若那渔村小伙不曾出现,或许真是这样也未可知。
独孤弋据说是镇东将军独孤执明的庶生子,在代父上京之前,连个正式的名字也没有,甚至不知道自己姓独孤,在东海的一处小村里打鱼为生。
那时,距武登庸入京为族人请命,倏忽又过数年,青年刀客终于穿惯了绫罗锦缎,披甲佩刀立于阶前,小心翼翼地不使末帝的“恩遇”吞灭自己和族人。
但老皇帝要弄的,不只是小小一撮武登遗民而已,他玩耍的沙盘向来是整座东洲。
放眼天下,哪一处无有圣眷?“钩舌金首”之后,末帝又杀掉几名重臣,手法各异,不变的是逐渐攀升的骇人听闻,以及层级的次第提高。
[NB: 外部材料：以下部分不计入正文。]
Issue #27, opened 2026-03-08
Handle edge cases for custom command names (--as)


johnson-ricon:
## Context

PR for #19 adds `shiv install <package> --as <command>`. The basic flow works, but there are edge cases to address:

## Edge cases

1. **Double install**: `shiv install wallpapers --as wp` then `shiv install wallpapers` — creates two registrations pointing at the same repo. Should warn or prevent.

2. **Uninstall by package name**: `shiv install wallpapers --as wp` then `shiv uninstall wallpapers` — silently fails because only `wp` is in the registry. Should either resolve the package name to its command, or give a helpful error.

3. **Update awareness**: `shiv update` works fine (iterates registry keys), but `shiv update wallpapers` (#21) wouldn't find it if it's registered as `wp`.

## Options

- **Enrich registry format**: store `{"wp": {"repo": "...", "package": "wallpapers"}}` instead of `{"wp": "..."}`. Enables reverse lookup. Bigger change.
- **Separate alias map**: `aliases.json` mapping package → command. Lighter touch.
- **Convention**: just document that uninstall/update use command names. Simplest.

## Depends on

- #19 — Support custom command name on install

PR #30, opened 2026-03-09
Enrich registry format, split libs, add alias support

johnson-ricon:
## Summary

- **Registry format** changes from `{"name": "/path"}` to `{"name": {"path": "/path", "aliases": ["wp"]}}` — package name stays as primary key, aliases are explicit metadata
- **Lib split** — `lib/shim.sh` broken into `registry.sh`, `cache.sh`, `sources.sh`, and `shim.sh`. All consumers use helper functions instead of inline jq
- **Alias support** — `shiv install wallpapers --as wp --as sv` creates symlinks in the bin dir. Uninstall cleans up based on registry declarations
- **Schema** — `registry.schema.json` with `registry:validate` task and schema check in `doctor`
- **Completions** — generated for both package names and their aliases
- **22 new BATS tests** covering registry format, helpers, resolve, symlinks, and schema validation

## Design decisions

- Aliases are **symlinks** (not shell aliases or duplicate shims) — works in all contexts, makes the relationship visible at the filesystem level
- Cleanup uses **declared aliases from registry**, not filesystem scanning — predictable over clever
- Registry helpers abstract the format so future changes only touch `lib/registry.sh`

## Test plan

- [ ] `mise run test` — 43 tests pass (21 completions + 22 registry)
- [ ] `shiv install <pkg> --as <alias>` creates shim + symlink
- [ ] `shiv uninstall <pkg>` removes shim + alias symlinks
- [ ] `shiv which <alias>` resolves through to package path
- [ ] `shiv doctor` validates schema and checks alias symlink health
- [ ] `shiv list` shows aliases column

## Closes

- #27

### DIFF
--- a/lib/shim.sh
+++ b/lib/shim.sh
@@ -50,12 +50,14 @@ shiv_create_alias_symlinks() {
   done
 }
 
-# Remove alias symlinks for a package
+# Remove alias symlinks for a package (only if they point to the expected target)
 shiv_remove_alias_symlinks() {
   local name="$1"
   shift
   local aliases=("$@")
   for alias in "${aliases[@]}"; do
-    rm -f "$SHIV_BIN_DIR/$alias"
+    if [ -L "$SHIV_BIN_DIR/$alias" ] && [ "$(readlink "$SHIV_BIN_DIR/$alias")" = "$name" ]; then
+      rm -f "$SHIV_BIN_DIR/$alias"
+    fi
   done
 }
--- a/lib/sources.sh
+++ b/lib/sources.sh
@@ -1,7 +1,7 @@
 #!/usr/bin/env bash
 # shiv sources — package index lookup
+# Depends on SHIV_CONFIG_DIR being set (by registry.sh, sourced first)
 
-SHIV_CONFIG_DIR="${SHIV_CONFIG_DIR:-${XDG_CONFIG_HOME:-$HOME/.config}/shiv}"
 SHIV_SOURCES_DIR="${SHIV_SOURCES_DIR:-$SHIV_CONFIG_DIR/sources}"
 
 # SHIV_SOURCES: comma-delimited list of sources.json files to search.


rho-ricon (commented):
Nice work. The lib split is clean, the registry helpers abstract the format well, and the test coverage is thorough (especially the symlink edge cases). Two things I want to flag:

## Migration path for existing registries

The format changes from `{"shiv": "/path"}` to `{"shiv": {"path": "/path"}}`, but I don't see migration logic for existing installations. After pulling this update, `shiv_registry_entries` will try to read `.value.path` from entries that are plain strings, and jq will return `null`. That means `shiv update`, `shiv list`, `shiv doctor`, and shell completions will all silently break.

Suggestion: add a migration function in `registry.sh` — something like `shiv_migrate_registry` that checks whether any values are strings instead of objects and rewrites them. Call it from `shiv_init_registry`. That way it's transparent and idempotent.

## `eval` in install task

```bash
eval "ALIASES=(${usage_as})"
```

This works, but `eval` is unnecessary risk here. If `usage_as` is a space-separated string from mise's `var=#true`, this is safer:

```bash
read -ra ALIASES <<< "${usage_as}"
```

Same result, no eval.

---

Everything else looks solid. The design decisions are sound — symlinks over duplicate shims, registry-declared cleanup over filesystem scanning, and the completions refactor to emit functions is a clean pattern that handles aliases naturally.

One thing to keep in mind for later: no alias collision detection yet (two packages claiming the same alias, or an alias shadowing an existing package name). Fine for a follow-up, not a blocker here. The schema validates format but not uniqueness across packages.

k7r2-ricon (changes requested):
Solid work. The lib split is clean, symlinks are the right choice for aliases, and using registry declarations for cleanup (predictable over clever) is the correct call. Test coverage is good. Three things:

## 1. Breaking change with no migration [blocking]

The registry format changes from `{"name": "/path"}` to `{"name": {"path": "/path"}}`. Anyone with an existing install will silently break — `shiv_registry_path` does `.[$n].path` which returns empty for old-format string entries. `shiv list` shows blank paths, `shiv which` stops resolving, etc.

Even if the user base is small right now, silent breakage is worse than a loud error. Options (pick one):

- **Auto-migrate in `shiv_init_registry`**: detect old-format entries (where a value is a string instead of an object), rewrite them to `{"path": value}`. This is ~5 lines of jq and means upgrades Just Work.
- **Detect and error in `doctor`**: at minimum, `doctor` should spot old-format entries and tell the user to re-register.

I'd go with auto-migrate — it's simple and eliminates the problem entirely.

## 2. `eval` on user input in install [change requested]

```bash
eval "ALIASES=(${usage_as})"
```

Yes, it's a local CLI tool so the threat model is limited, but `eval` on user input is still bad form and will trip anyone who greps for `eval` during review. Replace with:

```bash
IFS=' ' read -ra ALIASES <<< "$usage_as"
```

Same result, no eval.

## 3. Use relative symlinks [suggestion]

```bash
ln -sf "$SHIV_BIN_DIR/$name" "$SHIV_BIN_DIR/$alias"
```

Since the target is always in the same directory, a relative symlink is more robust:

```bash
ln -sf "$name" "$SHIV_BIN_DIR/$alias"
```

If `SHIV_BIN_DIR` ever moves (or differs between machines sharing a dotfiles repo), relative symlinks survive. Absolute ones break. Small thing but easy to do right.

正当人们猜测将祸及四征四镇时,疯帝果然叫停了依序轮至的镇西将军返京述职,改召东镇上京。
独孤执明接到圣旨就病了——当然是借口——写了封文情并茂的奏折,让长子独孤弋带来京城,说自己命不久矣,若圣上不嫌犬子愚鲁,独孤一门愿为圣上戍守东疆,万世不移。
这天上掉下来的庶长子独孤弋,就是被送来掉脑袋的,或者被凌迟剥皮万箭穿心,乃至于闻所未闻的新奇杀人法。